PhotonFanatic also sells Seoul P4 LEDs and has fast delivery - look for his thread in the Dealer's Forum in CPF Marketplace. I would recommend the USVOH on a star for this application.

The Seoul is a different size (slightly taller, I think) so I'm not sure it will fit in the case with the stock optic, but you can set the optic on the LED upright for evaluation.

Toshi


----------



## acourvil (Dec 12, 2007)

*Re: Zenix IQ mod questions*



TMorita said:


> The Seoul is a different size (slightly taller, I think) so I'm not sure it will fit in the case with the stock optic, but you can set the optic on the LED upright for evaluation.
> Toshi



The Seoul fit fine in the one I did.


----------



## beautifully-stupid (Dec 13, 2007)

*Re: Zenix IQ mod questions*

I'm waiting on a rebel 080 from DX for my Zenix IQ ... if it ever gets here, I'll let you know


----------



## smg (Dec 13, 2007)

*Re: Zenix IQ mod questions*

I am really interested in this mod as well!

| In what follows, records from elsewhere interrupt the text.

PR #208, opened 2022-11-28
Use sandbox-exec on macOS to disable writes to TEA_PREFIX

### LINKED ISSUE #77: use `sandbox-exec` on macOS to restrict writes to TEA_PREFIX

zegl:
Runs the repl or commands inside a sandboxed environment.

The sandbox allows everything by default, and then disables writes to all files under TEA_PREFIX.

Fixes #77

--- 

edit: ok, there's quite a few tests at the moment that _expect_ TEA_PREFIX to be writeable 😅

### DIFF
--- a/src/app.exec.ts
+++ b/src/app.exec.ts
@@ -112,7 +112,7 @@ async function exec(ass: RV1, pkgs: PackageSpecification[], opts: {env: boolean}
 
     const cmd = [arg0, ...ass.args]
 
-    await run({cmd, env, useSandboxExec: true})
+    await run({cmd, env, useSandboxExec: false})
 
   } break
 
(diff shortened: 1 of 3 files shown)


zegl:
Example:

```
$ ~/s/t/cli (sandbox-exec)> tea run -S +deno.land
tea: pantries sync’d ⎷
this is a temporary shell containing the following packages:
deno.land@1.28.2
when done type: `exit'
tea %~ touch $TEA_PREFIX/what
touch: /Users/gustav/.tea/what: Operation not permitted
tea %~ touch ~/what
tea %~
```

mxcl:
#77 actually wanted the opposite (wording was poor, my bad 😓), restricting writes *only to `TEA_PREFIX`*.

I think though I was thinking about “builds” when making that ticket, and well, we have since decided that users won't do builds. However it would still be a welcome change to @teaxyz/pantry-core’s `build.ts`.

For the REPL, I'm not sure we should sandbox that either.

open to a discussion about what *should* be sandboxed.

I think it could be *amazing* to sandbox tea-scripts.

mxcl:
I've been noodling this and it's possible this is totally the right time to add this. Where packages *must* specify what paths in their own prefix they allow writes. And we figure out the issues with the tests.

Most packages should not allow writes in $TEA_PREFIX. This is a nice feature.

acourvil, does it fit all back together with the stock optic? I'm guessing that a reflector upgrade is the way to go, but does the stock optic give a decent output with the LED upgrade? There's probably very little spill, right?


----------



## smg (Dec 13, 2007)

*Re: Zenix IQ mod questions*

Other questions....

I had considered modding my IQ, but hadn't read anything about that until now. Because of the EOS thread, I thought the EOS was the better light to mod. So...

Comparing the IQ mod and the EOS mod,
-which is easier to mod?
-which gives better results (considering output and runtime)?

Thanks.


----------



## GaryF (Dec 13, 2007)

*Re: Zenix IQ mod questions*



EXPY said:


> Is changing the reflector and lens absolutely necessary or will the stock components work until I do the evaluation of the LED?



I simply replaced the Luxeon Star with a Seoul Star and kept the original optic. I thought the beam was actually improved - it came out maybe 2-3x as wide as the original, and IMO strikes the best balance of flood vs throw of any headlamp I have. Of course it's also much, much brighter with the Seoul. 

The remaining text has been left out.